++++ Material to process ++++

PR #2134, opened 2024-11-22
[SDESK-7443] - Planning: Migrate planning:delete_spiked command to async

BrianMwangi21:
### Purpose

This PR updates the `planning:delete_spiked` command to async by: 

- Making use of the new async methods from events and planning
- Fixing failing tests

Solves [SDESK-7443](https://sofab.atlassian.net/browse/SDESK-7443)

> [!NOTE]
> This PR depends on https://github.com/superdesk/superdesk-planning/pull/2131 so it is quite big but will become concise when the PR is merged.

[SDESK-7443]: https://sofab.atlassian.net/browse/SDESK-7443?atlOrigin=eyJpIjoiNWRkNTljNzYxNjVmNDY3MDlhMDU5Y2ZhYzA5YTRkZjUiLCJwIjoiZ2l0aHViLWNvbS1KU1cifQ

### DIFF
--- a/server/planning/commands/delete_spiked_items.py
+++ b/server/planning/commands/delete_spiked_items.py
@@ -20,8 +20,8 @@ from superdesk.celery_task_utils import get_lock_id
 from superdesk.lock import lock, unlock, remove_locks
 from planning.common import WORKFLOW_STATE
 from planning.events import EventsAsyncService
-from planning.planning.service import PlanningAsyncService
-from planning.assignments.service import AssingmentsAsyncService
+from planning.planning import PlanningAsyncService
+from planning.assignments import AssingmentsAsyncService
 from .async_cli import planning_cli
 
 
--- a/server/planning/commands/delete_spiked_items.py
+++ b/server/planning/commands/delete_spiked_items.py
@@ -13,13 +13,13 @@ from contextvars import ContextVar
 
 from superdesk.core import get_app_config
 from superdesk.resource_fields import ID_FIELD
-from superdesk import get_resource_service
 from superdesk.logging import logger
 from superdesk.utc import utcnow
 from superdesk.celery_task_utils import get_lock_id
 from superdesk.lock import lock, unlock, remove_locks
 from planning.common import WORKFLOW_STATE
 from planning.events import EventsAsyncService
+from planning.events.utils import get_recurring_timeline
 from planning.planning import PlanningAsyncService
 from planning.assignments import AssingmentsAsyncService
 from .async_cli import planning_cli
@@ -93,7 +93,7 @@ async def delete_spiked_events(expiry_datetime):
 
     for event_id, event in events.items():
         if event.get("recurrence_id") and event["recurrence_id"] not in series_to_delete:
-            spiked, events = is_series_expired_and_spiked(event, expiry_datetime)
+            spiked, events = await is_series_expired_and_spiked(event, expiry_datetime)
             if spiked:
                 series_to_delete[event["recurrence_id"]] = events
         else:
@@ -108,24 +108,24 @@ async def delete_spiked_events(expiry_datetime):
     logger.info(f"{log_msg} {len(events_deleted)} Events deleted: {list(events_deleted)}")
 
 
-def is_series_expired_and_spiked(event, expiry_datetime):
-    historic, past, future = get_resource_service("events").get_recurring_timeline(event, spiked=True)
+async def is_series_expired_and_spiked(event, expiry_datetime):
+    historic, past, future = await get_recurring_timeline(event, spiked=True)
 
     # There are future events, so the entire series is not expired.
     if len(future) > 0:
-        return False
+        return False, []
 
     def check_series_expired_and_spiked(series):
         for event in series:
             if event.get("state") != WORKFLOW_STATE.SPIKED or event["dates"]["end"] > expiry_datetime:
-                return False
+                return False, []
 
-        return True
+        return True, []
 
     if check_series_expired_and_spiked(historic) and check_series_expired_and_spiked(past):
         return True, [historic + past]
 
-    return False
+    return False, []
 
 
 async def delete_spiked_planning(expiry_datetime):
--- a/server/planning/commands/delete_spiked_items.py
+++ b/server/planning/commands/delete_spiked_items.py
@@ -103,13 +103,13 @@ async def delete_spiked_events(expiry_datetime):
     # Delete recurring series
     for recurrence_id, events in series_to_delete.items():
         await events_service.delete_many(lookup={"recurrence_id": recurrence_id})
-        events_deleted.add(events)
+        events_deleted.add([event["_id"] for event in events])
 
     logger.info(f"{log_msg} {len(events_deleted)} Events deleted: {list(events_deleted)}")
 
 
 async def is_series_expired_and_spiked(event, expiry_datetime):
-    historic, past, future = await get_recurring_timeline(event, spiked=True)
+    historic, past, future = await get_recurring_timeline(event, spiked=True, postponed=True)
 
     # There are future events, so the entire series is not expired.
     if len(future) > 0:
@@ -118,9 +118,9 @@ async def is_series_expired_and_spiked(event, expiry_datetime):
     def check_series_expired_and_spiked(series):
         for event in series:
             if event.get("state") != WORKFLOW_STATE.SPIKED or event["dates"]["end"] > expiry_datetime:
-                return False, []
+                return False
 
-        return True, []
+        return True
 
     if check_series_expired_and_spiked(historic) and check_series_expired_and_spiked(past):
         return True, [historic + past]
--- a/server/planning/commands/delete_spiked_items.py
+++ b/server/planning/commands/delete_spiked_items.py
@@ -20,6 +20,8 @@ from superdesk.celery_task_utils import get_lock_id
 from superdesk.lock import lock, unlock, remove_locks
 from planning.common import WORKFLOW_STATE
 from planning.events import EventsAsyncService
+from planning.planning.service import PlanningAsyncService
+from planning.assignments.service import AssingmentsAsyncService
 from .async_cli import planning_cli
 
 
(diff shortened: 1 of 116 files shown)


server/planning/events/service.py
```diff
@@ -0,0 +1,50 @@
...
+        if spiked_events_only:
+            query["query"] = {"bool": {"must": [{"term": {"state": WORKFLOW_STATE.SPIKED}}]}}
+
+        total_received = 0
+        total_events = -1
+
+        while True:
+            query["from"] = total_received
+
+            results = self.search(query)
```
MarkLark86: `search` is an async method, so you would need to await it's response.

server/planning/events/service.py
```diff
@@ -0,0 +1,50 @@
...
+
+            # If the total_events has not been set, then this is the first query
+            # In which case we need to store the total hits from the search
+            if total_events < 0:
+                total_events = results.count()
```
MarkLark86: The `count` method on the cursor is also an async method, so you will need to await it's response.
See [the docs for examples](https://superdesk.readthedocs.io/en/async/core/resource_management.html#resource-services)

server/planning/events/service.py
```diff
@@ -0,0 +1,50 @@
...
+
+                # If the search doesn't contain any results, return here
+                if total_events < 1:
+                    break
+
+            # If the last query doesn't contain any results, return here
+            if not len(results.docs):
```
MarkLark86: Rather than counting `len(results.docs` (which is an internal field to the cursor), you can store `await results.count()` before `if total_events < 0:` and re-use that count in this loop

server/planning/events/service.py
```diff
@@ -0,0 +1,50 @@
...
+                break
+
+            total_received += len(results.docs)
+
+            # Yield the results for iteration by the callee
+            yield list(results.docs)
```
MarkLark86: Here you would yield from the cursor instead, for example: ```yield await results.to_list_raw()```

server/planning/events/service.py
```diff
@@ -0,0 +1,50 @@
...
+
+from planning.types import EventResourceModel
+from planning.common import get_max_recurrent_events, WORKFLOW_STATE
+from planning.core.service import BasePlanningAsyncService
+
+
+class EventsAsyncService(BasePlanningAsyncService[EventResourceModel]):
+    resource_name = "events"
+
+    async def get_expired_items(self, expiry_datetime, spiked_events_only=False):
```
MarkLark86: It would be good to add types here. Such as:

```python
from typing import AsyncGenerator, Any
from datetime import datetime

class EventsAsyncService(BasePlanningAsyncService[EventResourceModel]):
    async def get_expired_items(self, expiry_datetime: datetime, spiked_events_only: bool = False) -> AsyncGenerator[dict[str, Any]]:
        ...
```

This way the `mypy` command can check types used

server/planning/events/utils.py
```diff
@@ -0,0 +1,99 @@
...
+    WORKFLOW_STATE,
+    get_max_recurrent_events,
+)
+from planning.events import EventsAsyncService
+from superdesk.resource_fields import ID_FIELD
+from superdesk.utc import utcnow
+
+
+async def get_series(query, sort, max_results):
+    events_service = EventsAsyncService()
```
MarkLark86: There has been an improvement to the core framework, you can now get the service directly from the resource model type (if all you're doing is simple CRUD of the underlying data, any custom service methods still need to directly import the service).

For example:
```python

async def get_series(query, sort, max_results):
    events_service = EventResourceModel.get_service()
```

server/planning/events/utils.py
```diff
@@ -0,0 +1,99 @@
...
+from planning.common import (
+    WORKFLOW_STATE,
+    get_max_recurrent_events,
+)
+from planning.events import EventsAsyncService
+from superdesk.resource_fields import ID_FIELD
+from superdesk.utc import utcnow
+
+
+async def get_series(query, sort, max_results):
```
MarkLark86: Please add types to this function, including the return type (which is also an AsyncGenerator of dict[str, Any])

server/planning/events/utils.py
```diff
@@ -0,0 +1,99 @@
...
+    events_service = EventsAsyncService()
+    page = 1
+
+    while True:
+        # Get the results from mongo
+        req = ParsedRequest()
```
MarkLark86: This was the old way of doing search, instead you can use `events.find` with the param `use_mongo=True`. For example:

```python
results = await events_service.find(query, sort=sort, max_results=max_results, page=page)
```

If you look at the type signature of that method, you will see `sort` uses `superdesk.core.types.SortParam` (which you can use in the signature of this function)

MarkLark86: Also, the response from `.find` is our own cursor, so list(results) won't work, you would need to use `docs = await results.to_list_raw())`

server/planning/events/utils.py
```diff
@@ -0,0 +1,99 @@
...
+            break
+
+        page += 1
+
+        # Yield the results for iteration by the callee
+        for doc in docs:
+            yield doc
+
+
+async def get_recurring_timeline(
```
MarkLark86, line 35: Would be good to have the signature of this function typed, including the return type (tuple of 3 dicts)

server/planning/events/utils.py
```diff
@@ -0,0 +1,99 @@
...
+        "$and": [
+            {"recurrence_id": selected["recurrence_id"]},
+            {"_id": {"$ne": selected[ID_FIELD]}},
+        ]
+    }
+
+    if excluded_states:
+        query["$and"].append({"state": {"$nin": excluded_states}})
+
+    sort = '[("dates.start", 1)]'
```
MarkLark86: Here you would use the `superdesk.core.types.SortParam` type to construct the sort param to use

server/planning/planning/service.py
```diff
@@ -0,0 +1,78 @@
...
+
+from planning.types import PlanningResourceModel
+from planning.common import WORKFLOW_STATE
+from planning.core.service import BasePlanningAsyncService
+
+
+class PlanningAsyncService(BasePlanningAsyncService[PlanningResourceModel]):
+    resource_name = "planning"
+
+    async def get_expired_items(self, expiry_datetime, spiked_planning_only=False):
```
MarkLark86: Same as with Events.get_expired_items method, would be good to have the type defined for the signature

server/planning/planning/service.py
```diff
@@ -0,0 +1,78 @@
...
+        query["sort"] = [{"planning_date": "asc"}]
+        query["size"] = 200
+
+        total_received = 0
+        total_items = -1
+
+        while True:
+            query["from"] = total_received
+
+            results = self.search(query)
```
MarkLark86: Same as with the Events service, use await and the cursor properly here

server/planning/commands/delete_spiked_items.py
```diff
@@ -30,123 +39,125 @@ class DeleteSpikedItems(Command):
...
-            else:
-                events_service.delete_action(lookup={"_id": event_id})
-                events_deleted.add(event_id)
+    for event_id, event in events.items():
+        if event.get("recurrence_id") and event["recurrence_id"] not in series_to_delete:
+            spiked, events = await is_series_expired_and_spiked(event, expiry_datetime)
+            if spiked:
+                series_to_delete[event["recurrence_id"]] = events
+        else:
+            await events_service.delete_action(lookup={"_id": event_id})
```
MarkLark86: There is no `delete_action` in the new resource services, instead there is a `delete_many` method

server/planning/commands/delete_spiked_items.py
```diff
@@ -30,123 +39,125 @@ class DeleteSpikedItems(Command):
...
+            events_deleted.add(event_id)
 
-        # Delete recurring series
-        for recurrence_id, events in series_to_delete.items():
-            events_service.delete_action(lookup={"recurrence_id": recurrence_id})
-            events_deleted.add(events)
+    # Delete recurring series
+    for recurrence_id, events in series_to_delete.items():
+        await events_service.delete_action(lookup={"recurrence_id": recurrence_id})
```
MarkLark86: Same here, use the `delete_many` method

server/planning/commands/delete_spiked_items.py
```diff
@@ -30,123 +39,125 @@ class DeleteSpikedItems(Command):
...
+            assignment_id = (coverage.get("assigned_to") or {}).get("assignment_id")
+            if assignment_id:
+                assignments_to_delete.append(assignment_id)
 
-        logger.info(
-            "{} {} Assignments deleted: {}".format(self.log_msg, len(assignments_deleted), list(assignments_deleted))
-        )
-        logger.info("{} {} Planning items deleted: {}".format(self.log_msg, len(plans_deleted), list(plans_deleted)))
+        # Now, delete the planning item
+        await planning_service.delete_action(lookup={"_id": plan_id})
```
MarkLark86: And again here, use the `delete_many` method instead

server/planning/commands/delete_spiked_items.py
```diff
@@ -30,123 +39,125 @@ class DeleteSpikedItems(Command):
...
+        plans_deleted.add(plan_id)
 
+    # Delete assignments
+    assignment_service = AssingmentsAsyncService()
+    for assign_id in assignments_to_delete:
+        await assignment_service.delete(lookup={"_id": assign_id})
```
MarkLark86: And once more, use the `delete_many` method. Otherwise if you want to delete a single item you can:

```python
assignment = await assignment_service.find_by_id(assign_id)
await assignment_service.delete(assignment)
```

server/planning/events/utils.py
BrianMwangi21: Oh, this is nice

MarkLark86:
@BrianMwangi21 There seems to be a couple unit tests failing. One with the elasticsearch query for the delete command, and another in the test using dictionary access instead of ResourceModel access. i.e.

```python
assignments[plan_id] = planning["coverages"][0]["assigned_to"]["assignment_id"]
TypeError: 'PlanningResourceModel' object is not subscriptable
```

BrianMwangi21:
Yeah, I'm working on those.

MarkLark86 (approved):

++++

Report each line in the preceding entries that holds the string "docs".

## [Expected answer]
See [the docs for examples](https://superdesk.readthedocs.io/en/async/core/resource_management.html#resource-services)
+            if not len(results.docs):
MarkLark86: Rather than counting `len(results.docs` (which is an internal field to the cursor), you can store `await results.count()` before `if total_events < 0:` and re-use that count in this loop
+            total_received += len(results.docs)
+            yield list(results.docs)
MarkLark86: Also, the response from `.find` is our own cursor, so list(results) won't work, you would need to use `docs = await results.to_list_raw())`
+        for doc in docs:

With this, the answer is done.